Across the records that follow, determine how many lines contain "text" and give only the resulting number.

Dataset entries:
■ ■ ■ ■ ■ ■ ■

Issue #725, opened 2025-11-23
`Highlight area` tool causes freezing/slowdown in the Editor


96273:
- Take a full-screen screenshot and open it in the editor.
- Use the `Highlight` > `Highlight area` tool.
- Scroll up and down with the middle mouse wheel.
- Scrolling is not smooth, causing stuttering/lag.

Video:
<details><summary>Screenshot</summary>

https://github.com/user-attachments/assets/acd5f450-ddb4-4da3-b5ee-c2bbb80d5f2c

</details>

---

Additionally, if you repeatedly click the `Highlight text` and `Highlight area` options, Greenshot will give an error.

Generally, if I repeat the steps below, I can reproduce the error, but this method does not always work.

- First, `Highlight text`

■ ■ ■ ■ ■ ■ ■

• TASK RESPONSE: 2